Prof. Ilse Middendorf

Wie viele Atemzüge pro Tag machen Sie eigentlich? Das wissen Sie nicht? Nun, dann ergeht es Ihnen wie den meisten von uns: Wir atmen unbewusst und machen uns über unseren Atem keinerlei Gedanken. Zumindest nicht, solange wir vital und in einer gesundheitlich guten Verfassung sind. Meist erst dann, wenn wir mit Krankheit oder gar Tod konfrontiert werden, tritt die Erkenntnis in unser Bewusstsein, daß das Leben  untrennbar mit dem Atem verbunden ist: ATEM bedeutet LEBEN! 

Dabei wussten bereits alle alten Hochkulturen um die Heilkraft des Atems und seine ungeheuere Bedeutung für den Menschen. Und zwar nicht nur im körperlichen Sinne. Denn wenn der Mensch sich seiner selbst bewusst wird, stellt er sich die Frage „Wer bin ich?“ Und die Suche nach einer Antwort führt unweigerlich zum Atem und danach zu der ihm innewohnenden feinstofflichen Ebene des Seins: dem Ton. 

Ist es Ihnen bewusst, dass Sie mit jedem Atemzug tönen, auch wenn es den Ohren nicht möglich ist, diese feinsten Frequenzen zu hören? 

Atem, Stimme und Ton – diese drei sind untrennbar miteinander verbunden! Wird doch jedes Wort, das wir sagen, mit dem Ausatmen in die Welt gegeben. Und der persönliche Grundton, unser energetischer „Fingerabdruck“, schwingt nicht nur in unserer Stimme, sondern er ist bereits im Klang unseres Atems enthalten. Auf diese Weise ist unser Atem über das Resonanzprinzip unweigerlich mit allem verbunden, was tönt und klingt – also mit der gesamten Schöpfung! Und mit jedem Atemzug geben wir somit Kunde von unserem individuellen Sein und unserer gegenwärtigen Befindlichkeit: Ob wir das nun wollen, oder nicht – es geschieht! 

Die Alten und Weisen des Ostens lauschten dem Atem einst das Mantra „So Ham“ ab, wobei „So“ als Keimsilbe des Einatmens und „Ham“ als Urlaut des Ausatmens steht. Es gilt als heiliges Mantra vieler bedeutender Yogis und ist nach dem AUM/OM das wichtigste Mantra überhaupt. „So“ bedeutet „Er/Sie/Es“ als Symbol des allgegenwärtigen Göttlichen. „Ham“ bedeutet „Ich“ und symbolisiert unsere menschliche Existenz in all ihren Facetten.
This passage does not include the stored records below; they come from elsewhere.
PR #143, opened 2015-11-30
WICKET-6042 - Implementation of ExternalImage component

klopfdreh:


wicket-core/src/main/java/org/apache/wicket/markup/html/image/ExternalImage.java
```diff
@@ -0,0 +1,274 @@
...
+	 * Creates an external image
+	 * 
+	 * @param id
+	 *            the component id
+	 * @param src
+	 *            the model source URL
+	 * @param srcSetModels
+	 *            a model list of URLs placed in the srcset attribute
+	 */
+	public ExternalImage(String id, IModel<?> src, IModel<?>... srcSetModels)
```
martin-g: Why `IModel<?>` and not `IModel<String>`?
Same for srcSet.

wicket-core/src/main/java/org/apache/wicket/markup/html/image/ExternalImage.java
```diff
@@ -0,0 +1,274 @@
...
+	 * @param values
+	 *            the x values to be used in the srcset
+	 */
+	public void setXValues(String... values)
+	{
+		if (xValues == null)
+		{
+			xValues = new ArrayList<>();
+		}
+		xValues.clear();
```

Und so verbinden wir uns mit dem Göttlichen durch jeden einzelnen Atemzug indem unser Atem stetig das Mantra „So Ham“ in die Welt tönt: „ER/SIE/ES (ist) ICH, ICH (bin) ER/SIE/ES“. Vollkommen unabhängig, an welchen Gott wir nun glauben oder ob wir überhaupt an einen Gott glauben: Jeder unserer Atemzüge kennzeichnet uns als ein geistiges Wesen und verbindet uns mit jener göttlichen Kraft, die uns das Leben geschenkt hat.

Ach, und übrigens: Ungefähr 26.000 Mal am Tag tönen wir das Mantra „So Ham“ in die Welt, denn so viele Atemzüge macht ein Mensch durchschnittlich pro Tag. Wäre es also jetzt nicht einmal an der Zeit, sich mit dem eigenen, klingenden Phänomen intensiver auseinander zu setzen?

Antje Nagula

(Erschienen in den Zeitschriften „Lebens-t-räume“ und „Fliege Magazin“, Ausgabe September 2015)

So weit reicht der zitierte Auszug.